Poner a seres humanos en la Luna requirió 25.000 millones de dólares y una década de trabajo enloquecido de miles de personas. ¿Mereció la pena aquel esfuerzo? Cincuenta años más tarde, «el balance es absolutamente positivo», declara Ignasi Casanova, director del Instituto de Técnicas Energéticas de la Universidad Politécnica de Cataluña (UPC). «Es cierto que hay temas más urgentes, pero enviar una misión a la Luna es más barato que construir aviones de combate, por ejemplo», argumenta.

«¿Deberíamos dejar de gastar dinero en museos u obras de arte porque hay maneras mejores de gastarlo? Para mí, ir a la Luna forma parte de la misma categoría», afirma Haym Benaroya, profesor de ingeniería aeroespacial de la Universidad Rutgers.

Lo cierto es que esa misión dejó una larga cola de aplicaciones tecnológicas.
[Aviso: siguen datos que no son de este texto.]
PR #3043, opened 2024-10-30
fix: Specify missing fields in clone backup configuration

jasonvigil:
This way, the test will not need to re-reconcile after cloning in order to update the backup configuration.


yuwenma (commented):
/lgtm
/approve

PR #3044, opened 2024-10-30
chore: update client generation to generate multiple CRD versions

justinsb:


yuwenma:
/lgtm
/approve

Thank you, @justinsb ! Hope we can unblock the kms auotkey upgrade!

PR #3046, opened 2024-10-30
Sort the AccessControlEntry slice in PrivilegedAccessManagerEntitlement before diffing

maqiuyujoyce:
### Change description

AccessControlEntry.Principals slices in PrivilegedAccessManagerEntitlement will be returned with an unexpected, random order, and reflect.DeepEqual() will take entry order into consideration when doing comparison. So we need to sort the AccessControlEntry.Principals slices before compare the actual state and the desired state of a PrivilegedAccessManagerEntitlement.

### Tests you have done

Verified that the change of order of principals in EligibleUsers and ApprovalWorkflow.ManualApprovals.Steps.Approvers won't trigger an update call to the API.

### DIFF
--- a/pkg/controller/direct/privilegedaccessmanager/entitlement_controller.go
+++ b/pkg/controller/direct/privilegedaccessmanager/entitlement_controller.go
@@ -308,36 +308,36 @@ func (a *Adapter) Update(ctx context.Context, updateOp *directbase.UpdateOperati
 
 	updateMask := &fieldmaskpb.FieldMask{}
 
-	parsedAndSortedActual := PrivilegedAccessManagerEntitlementSpec_FromProto(mapCtx, a.actual)
+	parsedActual := PrivilegedAccessManagerEntitlementSpec_FromProto(mapCtx, a.actual)
 	if mapCtx.Err() != nil {
 		return fmt.Errorf("error generating update mask: %w", mapCtx.Err())
 	}
-	sortArrayFieldsInSpec(parsedAndSortedActual)
-	sortedDesired := a.desired.DeepCopy()
-	sortArrayFieldsInSpec(&sortedDesired.Spec)
+	sortArrayFieldsInSpec(parsedActual)
+	parsedDesired := a.desired.DeepCopy()
+	sortArrayFieldsInSpec(&parsedDesired.Spec)
 
-	if !reflect.DeepEqual(parsedAndSortedActual.AdditionalNotificationTargets, sortedDesired.Spec.AdditionalNotificationTargets) {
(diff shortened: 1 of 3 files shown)


maqiuyujoyce:
@gouthamkrishna FYI I updated the AccessControlEntry slice comparison logic to avoid updates caused by reordering the items.

pkg/controller/direct/privilegedaccessmanager/entitlement_controller.go
yuwenma, line 1: Suggest not changing the name, because it is some subfields inside the spec that are being sorted, not the spec itself

pkg/controller/direct/privilegedaccessmanager/util.go
yuwenma, line 1: suggest using	"k8s.io/apimachinery/pkg/util/sets"

pkg/controller/direct/privilegedaccessmanager/entitlement_controller.go
maqiuyujoyce: Done.

pkg/controller/direct/privilegedaccessmanager/util.go
maqiuyujoyce: The `principal` list can contain multiple string entries of the same value. I checked `k8s.io/apimachinery/pkg/util/sets` and looks like this only supports true sets without duplicate values. So I feel this may not be a good match. Or did I miss anything?

maqiuyujoyce: Experiment result can be found here: https://github.com/GoogleCloudPlatform/k8s-config-connector/pull/3077 Looks like sublists in each item in the set won't be sorted before comparison.

maqiuyujoyce: @yuwenma I did some further digging. Though not sure if that's what you suggested.

Using "k8s.io/apimachinery/pkg/util/sets" to establish a new set meaning the original type needs to be a comparable. If we compare at the `eligibleUsers`/`approvers` level, because `AccessControlEntry` contains field `principals`, which is a list of strings, AccessControlEntry can never be a comparable and can't be used to construct an apimachinary set.

If it is done at the `principals` level, converting it to apimachinary set is also a bunch of code to loop through the `eligibleUsers`/`approvers` list and parse the nested string slice, which is actually a lot of comparison code: fb26e8c1665e18458df2d945711d115a3a866299

So I'd suggest we do sorting/canonicalizing before DeepEqual() instead of using special handling for equaling.

yuwenma (commented):
/lgtm
/approve

Thanks. One suggestion. Non blocker

pkg/controller/direct/privilegedaccessmanager/util_test.go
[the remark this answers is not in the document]
maqiuyujoyce: I think I covered all the test cases here in the unit test... or are you suggesting something like a scenario test?

PR #3055, opened 2024-10-31
tests: rename tests with same name

justinsb:
The IAMPolicy samples and IAMPartialPolicy samples had the same name,
causing our test results to be ambiguous.

Rename to deduplicate.


yuwenma (commented):
/lgtm
/approve

PR #3056, opened 2024-10-31
tests: normalize addresses for RedisInstance

justinsb:
This avoids the non-determinism


yuwenma (commented):
/lgtm
/approve

Cool!

PR #3058, opened 2024-10-31
chore: download logs from golden tests also

justinsb:


dev/tasks/download-e2e-logs
```diff
@@ -46,3 +46,6 @@ gsutil cp gs://cnrm-prow/logs/${TEST}/${LATEST}/artifacts/golden.zip .build/gold
 
 echo "Expanding golden output into testdata directory"
 unzip -o .build/golden.zip "pkg/test/resourcefixture/testdata/*"
+
+echo "Downloading test log to e2e.log"
+gsutil cp gs://cnrm-prow/logs/${TEST}/${LATEST}/build-log.txt e2e.log
```
yuwenma, line 51: suggest adding a timestamp to the downloaded file name.

yuwenma (commented):
/approve
/lgtm
/hold 

Thank you! One minor suggestion, but all defer to you.

dev/tasks/download-e2e-logs
justinsb: The nice thing about going to the same file is that we can grep it easily from other scripts, and that we don't end up with dozens of e2e log files because they overwrite each other.

I think also because the file still exists on GCS, we're not going to lose data we care about by overwriting.

justinsb:
Let's try it this way and see how it goes, we can add a timestamp later if needed.

/hold cancel

dev/tasks/download-e2e-logs
yuwenma: fair enough.

PR #3786, opened 2025-02-25
tests: capture kube-apiserver logs into artifacts

justinsb:
Only artifacts, because we keep our golden log for GCP.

Del proyecto salieron productos tan comunes como los pañales empleados por los astronautas.

Pero también materiales más complejos, como el teflón para las coberturas térmicas y los materiales compuestos y las aleaciones de metales que podían resistir grandes fuerzas y altas temperaturas. «Esas invenciones se trasladaron a la aviación e impulsaron industrias como Boeing», afirma.

Los astronautas llevaban sensores de sus constantes vitales que luego se trasladaron a la telemedicina. Y, sobre todo, el programa impulsó la fabricación y la programación de ordenadores. «La medicina, la energía y la alimentación no se habrían desarrollado igual sin Apolo».

Pero el impacto fue más allá de la astrofísica. «El proyecto creó infraestructuras que han servido para estudiar la edad de la Tierra, su evolución, el cambio climático, etcétera», afirma Casanova. «Se ha comprobado que durante los años del programa Apolo, aumentaron los estudiantes en STEM [Ciencia, Tecnología, Ingeniería y Matemáticas] y Medicina», afirma Benaroya.